Another thing I want to work into a relatively early 0.5.x release is
the ability to disable jobs from automatic starting.  The favourite two
methods for doing this are "profiles" and "flags", and are basically
just different ways of doing the same thing.

A profile would be a first-class object of which any one can be active
at a time.  A profile either hand picks which jobs are enabled while
active, or excludes jobs that are to be disabled.  If the "single-user"
profile were active, only the jobs it lists would be able to start.

Flags are not so much first-class objects but tags that can appear in
job definitions, either positively or negatively.  Likewise any number
of flags can either be "switched on" or "switched off" on the kernel
command line, collectively enabling or disabling jobs.  If "!networking"
were placed on the kernel command-line, no job with "if networking" in
its definition would be able to start automatically but jobs with
"unless networking" would be able to start.

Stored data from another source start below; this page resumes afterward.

PR #393, opened 2021-10-05
Test macos-11 and macos-10.15 in CI

bernhardmgruber:
This PR splits the macOS CI into 2, running on macOS 10.15 and macOS 11.

GitHub seems to have changed `macos-latest` to point to `macos-11`, where the compiler crashes at the moment. Since we don't have a corresponding machine to reproduce, I will make the macOS 11 CI optional for now.


bernhardmgruber:
Tracking macOS 11 crash here: #394.

PR #403, opened 2021-10-19
add LLAMA_UNROLL

bernhardmgruber:
This PR adds the macro `LLAMA_UNROLL(n)`, requesting the compiler to unroll the following loop `n` times.


bernhardmgruber:
It looks like we cannot get this working entirely with g++, because it does not accept values from template arguments. See also: https://stackoverflow.com/q/63404539/2406044.

PR #4075, opened 2017-08-17
added autoApprove feature for Inbox (moved from openhab-core)

kaikreuzer:
In a second commit, I migrated all other DS components of the same bundle to annotations, so I would suggest to merge through rebase.


maggu2810:
Build failed...

maggu2810:
> suggest to merge through rebase

Can you merge
* added autoApprove feature for Inbox (moved from openhab-core)
* added documentation
and
* changed services to DS annotations
* fixed bug that cause unit tests to fail

then I can merge using rebase

kaikreuzer:
Let's say the separate commits were helpful for the review, but I guess it can be squashed on merge after all - since the changes are in different classes, it won't do much harm and resorting the commits to only partially squash them in a different order is a bit of a hassle that I'd prefer to avoid :-)

PR #4079, opened 2017-08-17
Fixed support for configurable background discoveries

kaikreuzer:
Since its inception, the AbstractDiscoveryService was designed in a way that background discovery should be configurable for each service. It turns out that hardly any binding correctly supports this - with this PR, I am trying to fix this for ESH bindings.

A few remarks:
- Similar to the binding configurations, which require the service pid to be `binding.<id>`, I have defined the service pids for (configurable) discovery services to be `discovery.<id>`.
- I changed the configuration parameter name from `backgroundDiscovery.enabled` to simply `background`, because it is a parameter for "discovery" and having dots in the parameter name is pretty unusual and rather confusing. Note that this is a breaking change - but as I believe that nobody uses it yet, I would say we should do it.
- I have added activate/modified methods where they didn't exist - according to DS specs, they must exist on the implementing class itself and not only on parent classes.
- I didn't migrate to DS annotations as this would have meant too much work in this context. I'd hope we find some other volunteer to work on that for the existing bindings.


maggu2810:
Hm, wouldn't it be possible to use a certain prefix for the PIDs (e.g. `esh`)?
It is like a "global namespace pollution" if we use ESH and other stuff in the same OSGi container.

kaikreuzer:
As I said, it is defined for bindings since long this way, so I am only following this.

You actually should consider "binding" and "discovery" as namespaces, which gather many different similar services. The main goal was here to NOT use ESH or solution specific prefixes, so that it is easily possible to move bindings to different namespaces (as has been done with LIFX, Astro, etc.) without breaking any compatibility.

kaikreuzer:
fixed failing test.

triller-telekom:
The change looks alright to me. But lets wait for travis.

The only annoying thing is that you now have to override the `modified` method and implement it with `super.modified()` which looks superfluous to me. But if the specs really require it...

maggu2810:
> according to DS specs, they must exist on the implementing class itself and not only on parent classes.

Really, I looked ad 4.2.0 and 6.0.0 compendium spec and don't agree.
The method needs to be accessible by the component implementation, so protected methods of a super class are a match.

kaikreuzer:
How do you add a `@Modified' annotation to a method that does not exist in your class?

maggu2810:
Sure, the annotation needs to be present in the implementation class and so also the annotated method.

> I have added activate/modified methods where they didn't exist - according to DS specs, they must exist on the implementing class itself and not only on parent classes.

added ... methods where "they" ... "they" must exist...

If the second "they" is about the DS annotations I agree.

kaikreuzer:
> If the second "they" is about the DS annotations I agree.

If it helps that you agree, then yes, that's what it was about ;-)
And yes, at closer inspection, you are right that the spec only expects them to be present in the class hierarchy.

mhilbush:
@kaikreuzer I had relied on the following in `runtime.cfg` to allow the user to disable background discovery for the globalcache binding.  

```
org.openhab.binding.globalcache.discovery.GlobalCacheDiscoveryService:backgroundDiscovery.enabled=false
```

It is now broken as a result of this PR.  The problem is that I'm not sure what I need to change in the globalcache binding.  As part of this PR, you had made changes to the *Discovery.xml files; however, since https://github.com/openhab/openhab2-addons/commit/52f768a3f8f80ac30d98dfb286bac134116baf99, those files are no longer there? 

What would be the correct way for me to restore this functionality to the globalcache binding?

triller-telekom:
This [line](https://github.com/openhab/openhab2-addons/blob/master/addons/binding/org.openhab.binding.globalcache/src/main/java/org/openhab/binding/globalcache/internal/discovery/GlobalCacheDiscoveryService.java#L42) needs these 2 additional parameters:

```
modified="modified" name="discovery.globalcache"
```

and you should override `modified`

```
@Override
protected void modified(Map<String, Object> configProperties) {
       super.modified(configProperties);
 }
```

The `.xml` files are gone because we we are using DS-annotations now, like the `@Component` in the line referenced above. Out of these annotations the `*.xml` files will be auto-generated.

mhilbush:
Thanks!

mhilbush:
@triller-telekom I'm getting around to fixing this in the globalcache binding, and the above doesn't seem to work.

`modified="modified"` is flagged by the IDE as an undefined attribute.

`name="discovery.globalcache"` causes an exception to be thrown. org.osgi.service.component.ComponentException: The component name 'discovery.globalcache' has already been registered by Bundle 242 (org.openhab.binding.globalcache) as Component of Class org.openhab.      binding.globalcache.internal.discovery.GlobalCacheDiscoveryService

Here's what I've found to work.  I'd like to get some feedback whether this is correct.
```
@Component(service = DiscoveryService.class, immediate = true, configurationPid = "discovery.globalcache")
```
It also appears that the modified method is not needed.  It works with and without that method.  Upon changing the configuration parameter, rather than modified being called, the discovery service is deactivated then activated.

And, so I can get the documentation correct, in runtime.cfg, I would add the following line to disable background discovery.
```
discovery.globalcache:background=false
```

triller-telekom:
What you did is correct, i.e.
```
@Component(service = DiscoveryService.class, immediate = true, configurationPid = "discovery.globalcache")
```
See the [Astro Binding](https://github.com/eclipse/smarthome/blob/master/extensions/binding/org.eclipse.smarthome.binding.astro/src/main/java/org/eclipse/smarthome/binding/astro/internal/discovery/AstroDiscoveryService.java#L44) as an example which does it in the same way.

I do not know why there is an exception thrown if you add the "name" parameter, however we are using "configurationPid" now, so what you did is correct.

I was wring with adding `modified="modified"`, this is only the case for writing the xml file, in our case with DS annotations you have to put the `@Modified` annotation on your `modify` method.

sjka:
> modified="modified" is flagged by the IDE as an undefined attribute.

There indeed is no `modified="modified"` property - it should be an annotation like this:

```java
@Method
protected void modified(...) {
    ...
}
```

kaikreuzer:
>  I was too slow

And wrong as well, as the annotation is `@Modified` (as mentioned by @triller-telekom) and not `@Method` 😛

mhilbush:
Thanks!  `@Modified` seems to have done the trick.  :-)

A couple additional findings:

- When you add the `@Modified` annotation, the IDE also adds `@Override`.  So, you actually end up with:
```
@Override
@Modified
protected void modified(Map<String, Object> configProperties) {
    super.modified(configProperties);
}
```

- It appears the Astro binding is incorrect, as it does not include the `@Modified` annotation.
https://github.com/eclipse/smarthome/blob/master/extensions/binding/org.eclipse.smarthome.binding.astro/src/main/java/org/eclipse/smarthome/binding/astro/internal/discovery/AstroDiscoveryService.java#L68
```
@Override
protected void modified(Map<String, Object> configProperties) {
    super.modified(configProperties);
}
```

triller-telekom:
@mhilbush So you needed the `@Modified` annotation because without it the method was not called?

From the [OSGi specification](https://osgi.org/download/r4v42/r4.cmpn.pdf) under point 112.5.12. it says

> The name of the modified method is specified by the modified attribute. See
Component Element on page 311. The prototype and selection priority of the
modified method is identical to that of the activate method. See Activate
Method on page 320.

whereas under 112.5.8 for the `activate` method this is written:

> A component instance can have an activate method. The name of the activate
method can be specified by the activate attribute. See Component Element
on page 311. If the activate attribute is not specified, the default
method name of activate is used. 

Note the "can" in the last quote, i.e. "The name of the activate
method **can** be specified", and for the `modified` method there is no such "can", i.e. I am not sure what the default now is.

So what was the outcome of your experiments, did you need the annotation for `modified` to make it work?

mhilbush:
> So you needed the @Modified annotation because without it the method was not called?

Correct. Without the `@Modified` annotation, when I changed the parameter to enable/disable background discovery, the binding was deactivated then activated.  Once I added `@Modified` the `modified` method was called.

triller-telekom:
@mhilbush Thanks, I have created #4967 to fix it for the astro discovery service.

PR #4082, opened 2017-08-17
fix resource leak

maggu2810:
The datagram socket must be closed.


kaikreuzer:
Err, this class is actually dead code and should be removed. The hue binding uses an UPnPDiscoveryParticipant for discovery and not this class (which came in from the formerly external library).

It's not clear which of these two is the right way to do it yet.


The current fork following code is relatively simple; when a process
forks, it follows the fork and stops tracing the parent expecting it to
go away.  This could be done in a much more heuristic way to provide the
right behaviour for most daemons.

Upstart would trace the process, and follow forks as it does now; but it
wouldn't forget the previous one or change the pid.  Instead it would
record the new pid as an additional process for the job.  Should any
process terminate or call exec(), it will be struck from the list of
known processes and the next one in the list selected instead.

If we run out of processes, then we deem it to have died.  We may also
keep a timer so that after a sensible time (30s?) if we've kept the same
process, we forget about the others.


Other interesting suggestions for the "wait for" stanza are the ability
to wait for the listen() syscall, the creation of a file or the
announcement of a D-BUS name.

Scott
-- 
Have you ever, ever felt like this?
Had strange things happen?  Are you going round the twist?